Issue #1103, opened 2024-05-23
Change some variables in tinyNeoPixel from private to protected


moose4lord:
Hi, I'm using a NeoPixel library that inherits from the Adafruit_NeoPixel class and would like to modify the library to instead inherit from your tinyNeoPixel class. Adafruit_NeoPixel exposes some of the nitty gritty details of its inner workings by declaring some critical variables as "protected", making them available to classes that inherit from Adafruit_Neopixel.
```c++
protected:
#ifdef NEO_KHZ400 // If 400 KHz NeoPixel support enabled...
  bool is800KHz; ///< true if 800 KHz pixels
#endif
  bool begun;         ///< true if begin() previously called
  uint16_t numLEDs;   ///< Number of RGB LEDs in strip
  uint16_t numBytes;  ///< Size of 'pixels' buffer below
  int16_t pin;        ///< Output pin number (-1 if not yet set)
  uint8_t brightness; ///< Strip brightness 0-255 (stored as +1)
  uint8_t *pixels;    ///< Holds LED color values (3 or 4 bytes each)
  uint8_t rOffset;    ///< Red index within each 3- or 4-byte pixel
  uint8_t gOffset;    ///< Index of green byte
  uint8_t bOffset;    ///< Index of blue byte
  uint8_t wOffset;    ///< Index of white (==rOffset if no white)
  uint32_t endTime;   ///< Latch timing reference
```

Unfortunately, those variables are declared private in tinyNeoPixel, so are not reachable. Would you be willing to change the declaration to protected?

Thanks for sharing all your ATtiny hard work.

SpenceKonde:
Can you explain what the reasoning is behind:
1. Why they might ever have been made private? I am a C person, this C++ object oriented stuff and classes - I don't have the instinct there.

moose4lord:
I have to go back to 2017 to find a version of the Adafruit_Neopixel lib that has those variables declared as private. When Adafruit released v1.1.2 of that lib on Jun 28, 2017, they changed the designation from private to protected. No real mention of it in the release, they just kind of snuck it in there.

The three access specifiers in C++ are:
public - members are accessible from outside the class.
private - members cannot be accessed from outside the class. 
protected - members cannot be accessed from outside the class, however, they can be accessed in inherited classes.

[...]

PR #1114, opened 2024-06-16
changed tinyNeoPixel lib variables from private to protected

moose4lord:
Oops, deleted my original pull request by accident, so resubmitting. See issue #1103.


moose4lord:
Thanks Spence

....

Count every line in the listing where the string "rOffset" occurs. Give the total alone.

Final answer:
2